The term One-hit Wonder is used a lot in FM radio. There are some bands out there who managed to only come up with a single song that didn't sound like drywall screws in a blender. While others actually had several songs and even albums that are well known, outside of the mainstream. Warren Zevon was a respected musician outside of his Werewolves of London song. Jimi Hendrix only appeared on the Billboard Top 40 once. Using the Top 40 as the standard then he's just another One-hit Wonder. If you've ever been to Seattle's Experience Music Project then you know that's not true. So how many bands have been labeled as One-hit wonders and actually weren't? On the flip side how many bands have you heard where you think to yourself that you only liked the one song so how is it that they're still being played?

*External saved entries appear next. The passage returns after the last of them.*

PR #469, opened 2023-07-11
Add `NUMANode` to node state

zeeke:
Add and populate the field
`SriovNetworkNodeState.Status.Interfaces[].NUMANode` so that the user knows which NUMA node every device is installed in.

### DIFF
--- a/api/v1/sriovnetworknodestate_types.go
+++ b/api/v1/sriovnetworknodestate_types.go
@@ -65,6 +65,7 @@ type InterfaceExt struct {
 	LinkType    string            `json:"linkType,omitempty"`
 	EswitchMode string            `json:"eSwitchMode,omitempty"`
 	TotalVfs    int               `json:"totalvfs,omitempty"`
+	NUMANode    int               `json:"numaNode,omitempty"`
 	VFs         []VirtualFunction `json:"Vfs,omitempty"`
 }
 type InterfaceExts []InterfaceExt
--- a/pkg/utils/utils.go
+++ b/pkg/utils/utils.go
@@ -125,6 +125,7 @@ func DiscoverSriovDevices(withUnsupported bool) ([]sriovnetworkv1.InterfaceExt, 
 		if dputils.IsSriovPF(device.Address) {
 			iface.TotalVfs = dputils.GetSriovVFcapacity(device.Address)
 			iface.NumVfs = dputils.GetVFconfigured(device.Address)
+			iface.NUMANode = dputils.GetDevNode(device.Address)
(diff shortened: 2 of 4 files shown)


pkg/utils/utils.go
```diff
@@ -125,6 +125,7 @@ func DiscoverSriovDevices(withUnsupported bool) ([]sriovnetworkv1.InterfaceExt,
 		if dputils.IsSriovPF(device.Address) {
 			iface.TotalVfs = dputils.GetSriovVFcapacity(device.Address)
 			iface.NumVfs = dputils.GetVFconfigured(device.Address)
+			iface.NUMANode = dputils.GetDevNode(device.Address)
```
e0ne, line 128: Do we need to set NUMANode attribute even it's not specified or error occured https://github.com/k8snetworkplumbingwg/sriov-network-device-plugin/blob/b3aea760a5e2d92414d73f9195c731a532282dad/pkg/utils/utils.go#L211?

e0ne (changes requested):

pkg/utils/utils.go
bn222: -1 means that it failed to get it, even though it might still be on another numa node then 0. This just exposes whatever the underlying lib reports. I'm not entirely sure why we are exposing this info.

api/v1/sriovnetworknodestate_types.go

There is a radio station here that does this thing called 90 Minutes of the 90s. Because after only ten years it's really time we revisit all the great music from that decade. Really it's just an excuse to fill the air with more recycled music. The 90s lasted ten years. Why is it whenever I tune to that station on those horrible days when I'm driving between 12:00 and 1:30 that I only hear Alice in Chains, Soundgarden, Nirvana, Stone Temple Pilots, The Offspring, and that one song by Seven Mary Three? With an entire decade's worth of music I shouldn't be hearing the same twelve songs on a loop. It's like a TV station playing episodes of Seinfeld and Friends in prime time and saying it's the best of the 90s. Sure those shows were great in their time, but with ten years worth of stuff, it's pretty limited to say it's the only thing. Then of course you've got radio stations out there who are playing the equivalent of The Jeffersons.
So it comes back to who is FM radio really for these days? Is there anyone out there that's listening happily to the fast food-ish music that's being broadcast?
If you weren't tired of listening, you just haven't been paying attention.